What the task requires: All lines with the word "accrual" must be pulled from the entries below.

[Stored data]

+++++

PR #457, opened 2022-06-30
Port tests for oracles to Foundry

### LINKED ISSUE #414: Port Oracle tests to foundry
[Here](https://github.com/yieldprotocol/vault-v2/tree/master/test)

image

The other oracle tests can be used as a template.

Sabnock01:
PR for the remaining oracle tests to be ported to Foundry. Closes #414


Sabnock01:
These tests aren't implemented uniformly but I thought I'd leave them as they are presently such that I don't apply a single standard to them only to have to redo them all according to another. So they've been implemented various ways and we can decide which we like best.

packages/foundry/contracts/test/oracles/ChainlinkUSDMultiOracle.t.sol
```diff
@@ -0,0 +1,88 @@
...
+    address public dai = 0x6B175474E89094C44Da98b954EedeAC495271d0F;
+    address public frax = 0x853d955aCEf822Db058eb8505911ED77F175b99e;
+
+    function setUp() public {
+        oracleL1 = new ChainlinkUSDMultiOracle();
+        flagsL2 = new FlagsInterfaceMock();
+        oracleL2 = new ChainlinkL2USDMultiOracle(flagsL2);
+        aggregator = new ChainlinkAggregatorV3MockEx(18);   // for testing non-8-digit source
+
+        vm.createSelectFork('mainnet', 15044600);
```
alcueca, line 30: Nice, I didn't know this was the way to do tests on mainnet forks.

alcueca (approved):
There are a couple of tests missing in `setUp`, though.

packages/foundry/contracts/test/oracles/ChainlinkUSDMultiOracle.t.sol
Sabnock01: Previously, you had to run `forge test` with the `--fork-url` option if you wanted to use a mainnet fork and the `--fork-block-number` option if you didn't want to fork from the latest block. And all of your tests would uniformly be using that block. But now with the new cheatcodes, you can fork on a per-test basis where each one can fork from a different block and you no longer have to pass in those options. The `'mainnet'` is just an alias of the rpc url specified in `foundry.toml` and we're currently assigning through an environment variable.

Issue #453, opened 2022-06-28
Refactor NotionalJoin so that it uses the underlying Join after maturity


alcueca:
After maturity, the first attempt to `exit` at a NotionalJoin exchanges all fCash assets for their underlying, and subsequent calls to `exit` get routed to `_exitUnderlying`.

Instead of storing the underlying in the NotionalJoin, it should be sent to the underlying Join, to reduce asset fragmentation. Afterwards `_exitUnderlying` would just call `underlyingJoin.exit()`.

PR #459, opened 2022-07-02
Use underlying join for fCash joins

calnix:
**Objective:**

After maturity, fCash can be converted to underlying. First call to exit(), and therefore, redeem() will result in the entire fCash holding in NotionalJoin to be converted and sent to the appropriate underlying join (i.e. if fCash converted to DAI, the DAI is sent to the main DAI join in Yield).

Subsequent calls to exit(), will call _exitUnderlying() - which will move the appropriate amount of underlying (e.g. DAI) from the main join to the user. 

### Changes made

**Added `underlyingJoin` as storage variable (line 28)**
- stores address of the deployed underlying join
- for use in IJoin interface

**Functions modified:**
- `constructor`
- `reedem`
- `_exitUnderlying`

`constructor`
- added underlyingJoin on line 41

`reedem`
- line 148 - 152
- transfer underlying to its deployed join by calling `transfer` and `join()` through IJoin interface
- underlyingBalance cast from uint256 to uint128
- storedBalance set to 0 , reflecting zero fCash balance.

`_exitUnderlying`
- line 122 - 124
- fn now calls `join()` on the underlying join to move the tokens to user.

### Testing 
Testing is focused on validating the specific changes made as described above. Other functionality and contracts are assumed to be working as intended. With regard to ERC1155 attributes of maturity and ids, arbitrary values are used as this is not the focus of testing.

We deployed mocked versions of both FCashMock and DAIMock to observe the token flow, from ERC1155 to ERC20. Calls to underlying join contract is mocked via Mocks.sol library functions (as observed in the other foundry tests contracts).


packages/foundry/contracts/other/notional/NotionalJoin.sol
```diff
@@ -181,26 +144,24 @@ contract NotionalJoin is IJoin, ERC1155TokenReceiver, AccessControl() {
         uint256 underlyingBalance = IERC20(underlying).balanceOf(address(this));
         uint256 storedBalance_ = storedBalance;
         accrual = underlyingBalance.wdiv(storedBalance_); // There is a rounding loss here. Some wei will be forever locked in the join.
-        // This becomes now to an exit-only underlying Join.
-        storedBalance = underlyingBalance;
+        
+        // transfer underlying to main join
+        IJoin(underlyingJoin).join(address(this), underlyingBalance.u128());
```
alcueca, line 149: You need to transfer the underlying to the join first.

alcueca (commented):
The approach is sound, there is a `transfer` missing in there.

packages/foundry/contracts/other/notional/NotionalJoin.sol
calnix: Wouldn't that be achieved by calling `join(address(this), underlyingBalance.u128())` ? 
My understanding is that it would move the underlying from the NotionalJoin to itself (underlyingJoin).

calnix: Oh, I understand this now. 

Njoin would `transfer` the underlying to the main join then call `join`.

This is because the join checks the difference btw its own logged balance versus balanceOf (`available`), and moves only the shortfall (`amount - available`) to itself. 

```solidity
        uint256 available = token.balanceOf(address(this)) - _storedBalance; // Fine to panic if this underflows
        unchecked {
            storedBalance = _storedBalance + amount; // Unlikely that a uint128 added to the stored balance will make it overflow
            if (available < amount) token.safeTransferFrom(user, address(this), amount - available);
        }
```

This clicked while I watching your Yield v2 Vault Walkthrough on youtube. Thanks!

calnix:
Tests using Mocks.sol library for underlying join:
[0d53717](https://github.com/yieldprotocol/vault-v2/pull/459/commits/0d53717bd03e39eadaaced9dd4a8e5a50a90238a)

Tests with deployed underlying join:
[1427d10](https://github.com/yieldprotocol/vault-v2/pull/459/commits/1427d10ff045a3eb3f8779ac4382a15bf3fa13f4)

alcueca:
@iamsahu, would you mind doing a review on this PR?

alcueca:
Fixes #453

packages/foundry/contracts/other/notional/NotionalJoin.sol
```diff
@@ -137,32 +116,24 @@ contract NotionalJoin is IJoin, ERC1155TokenReceiver, AccessControl() {
...
 
     /// @dev Transfer `amount` `asset` to `user`
-    function _exit(address user, uint128 amount)
-        internal
-        beforeMaturity
-        returns (uint128)
-    {
+    /// @param user Address of receiver of fCash tokens
+    /// @param amount Amount of ERC1155 tokens
+    function _exit(address user, uint128 amount) internal beforeMaturity returns (uint128) {
```
iamsahu, line 121: Redundant `beforeMaturity` check

packages/foundry/contracts/other/notional/NotionalJoin.sol
```diff
@@ -137,32 +116,24 @@ contract NotionalJoin is IJoin, ERC1155TokenReceiver, AccessControl() {
...
-    function _exitUnderlying(address user, uint128 amount)
-        internal
-        afterMaturity
-        returns (uint128)
-    {
-        storedBalance -= amount;
-        MinimalTransferHelper.safeTransfer(IERC20(underlying), user, amount);
+    /// @param user Recipient of token transfer
+    /// @param amount Amount of underlying tokens to transfer
+    function _exitUnderlying(address user, uint128 amount) internal afterMaturity returns (uint128) {
```
iamsahu, line 130: Redundant `afterMaturity` check

iamsahu (changes requested):
Minor changes. Rest looks good.

packages/foundry/contracts/other/notional/NotionalJoin.sol
calnix: Right, because `exit` has checks if `block.timestamp < maturity`, before executing `_exit`

```solidity
    function exit(address user, uint128 amount) external override auth returns (uint128) {
        if (block.timestamp < maturity) {
            return _exit(user, amount);
        } else {
            if (accrual == 0) redeem(); // Redeem all fCash, switch to underlying join, set accrual.
            return _exitUnderlying(user, uint256(amount).wmul(accrual).u128());
        }
    }
```

calnix: `beforeMaturity`  removed.

packages/foundry/contracts/other/notional/NotionalJoin.sol
calnix: `afterMaturity` check removed.

iamsahu (approved):
LGTM!

alcueca (approved):
Good job on the code changes, and on the foundry tests. I had never seen the syntax for storage changes before.

On the other hand, the code style changes made the review quite difficult, adding a lot of noise to the diff. In the future do the code style changes in a single commit where nothing functional changes, and squash all the actually relevant commits.

That way, the reviewer can see the diff for the code style changes, and verify that nothing actually changes, and then the diff for the functional changes, absent of noise.

The tests I believe are a port of the hardhat tests. It's ok to leave them as is because this code is mostly on mainnet except for this change, but in the future we need to test this on mainnet forks.

alcueca:
Also, please use two or three words for the branch name, people sometimes use `git` on the command line :grimacing:

calnix:
> Good job on the code changes, and on the foundry tests. I had never seen the syntax for storage changes before.
> 
> On the other hand, the code style changes made the review quite difficult, adding a lot of noise to the diff. In the future do the code style changes in a single commit where nothing functional changes, and squash all the actually relevant commits.
> 
> That way, the reviewer can see the diff for the code style changes, and verify that nothing actually changes, and then the diff for the functional changes, absent of noise.
> 
> The tests I believe are a port of the hardhat tests. It's ok to leave them as is because this code is mostly on mainnet except for this change, but in the future we need to test this on mainnet forks.

Apologies for the mess on the diffs due to the commits, I'll take care in the future

iamsahu (approved):

alcueca (approved):
You can remove `023_join_notional.ts` before merging.

PR #462, opened 2022-07-06
Replace witch

bbonanno:
- Had to leave the old witch as all the test setup for the HH tests rely on the Wand, and the Wand relies on the Witch, not sure if there're plans to remove all of that


alcueca (approved):
Looks good to me.

As we move all the unit tests to Foundry, the old fixtures file will be removed, and with that the Wand and old Witch.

+++++

Exercise answer:
         accrual = underlyingBalance.wdiv(storedBalance_); // There is a rounding loss here. Some wei will be forever locked in the join.
            if (accrual == 0) redeem(); // Redeem all fCash, switch to underlying join, set accrual.
            return _exitUnderlying(user, uint256(amount).wmul(accrual).u128());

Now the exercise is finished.